Another hypothesis, though somewhat weaker in strength, is the possibility that the dead are victims of the plague that ravaged Europe from the 14th century and spread to other lands. It was the great plague of  1665 that made Issac Newton to return to his rural home and allegedly ponder  about gravity under an apple tree! The so-called black death swept across Europe, Asia, and North Africa, killing up to 50% of the population in some cities, forcing the cities to bury their dead in “Plague Pits”. The  plague bacterium Yersinia pestis, carried by fleas infesting rodents and by other vectors spread along the silk road to the East. Furthermore, this was a period when European ships arrived in south-east Asia,  bringing with them colonial rule as well as new microbes and diseases like the Plague and Small Pox.  In fact, there is new evidence, based on an analysis of ancient-DNA (aDNA) as well as historical records,  that the plague bacterium had even crossed the Sahara Desert. Historians have found previously unknown mentions of epidemics in Ethiopian texts from the 13th to the 15th centuries, including one that killed “all  people so that none was left to bury the dead.” Historian Marie-Laure Derat of the French National Center for Scientific Research in Paris found that by the 15th century, Ethiopians had adopted two European saints associated with plague, St. Roch and St. Sebastian. 
It is noteworthy that Kerala in India, a province subject to Portuguese Catholicism  as well as Syrian Orthodox Christianity has a very strong tradition in the veneration of St. Sebastian. Even today, many devout communities believe that  plagues, pestilences and disease are punishments sent from heaven, and that prayer to St. Sebastian and St. Roch are essential to escape  such tribulations. It is up to the historians to investigate if the present day St. Sebastian’s Cathedral in Mannar was pre-dated by a centuries-old shrine that dated back to the 17th century when plagues were rampant (I have merely speculated on this in my place-names study available at dh-web.org/place.names/under Mannar).

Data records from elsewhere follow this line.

PR #5822, opened 2023-12-27
feat: add a queue for incoming mls messages

PatrykBuniX:
When uploading a commit bundle to backend, there's a chance we will receive a bunch of mls message before the response from this call is returned. Before that happens, we cannot decrypt those messages.

A previous solution for that was locking the whole websocket and unlocking it after receiving a response from backend and merging a commit locally. The downside of this approach was that while loading the app initially for the first time, when client was joining all the mls groups with external commit, we were spamming with lock/unlock websocket methods.

This PR introduces a better solution - an incoming MLS messages queue for each conversation. Instead of processing `conversation.mls-message-add` straight away, we put it in the queue which is unlocked by default (so we do not change the initial behaviour). 

Whenever we send a commit bundle to backend, we simply lock the queue of a particular mls group (allowing the app to receive all other messages) until we receive the response from backend. After queue is unlocked, all the messages that were received while backend was processing the post request, will get handled immediately in order they were received.

### DIFF
--- a/packages/api-client/src/APIClient.ts
+++ b/packages/api-client/src/APIClient.ts
@@ -410,26 +410,6 @@ export class APIClient extends EventEmitter {
   }
 
   /**
-   * Will lock the websocket before executing the callback and unlock it after
-   * @param callback The callback to execute
-   */
-  public withLockedWebSocket<T extends (...args: any[]) => any>(
-    callback: T,
-  ): (...args: Parameters<T>) => Promise<ReturnType<T>> {
-    return async (...args: Parameters<T>): Promise<ReturnType<T>> => {
-      this.transport.ws.lock();
-      try {
-        const result = await callback(...args);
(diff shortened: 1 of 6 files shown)


packages/api-client/src/APIClient.ts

Interestingly, the locations of other churches and shrines in Sri Lanka  dedicated to St. Sebastian, or to St. Roch (known as “Shaantha Rogus” in Sinhala) are in regions where the Dambadeniya kings  and the Portuguese fought it out, and where the plague imported from Europe may have been important. Some historin should study  the incidence of Plague in medieval Sri Lanka.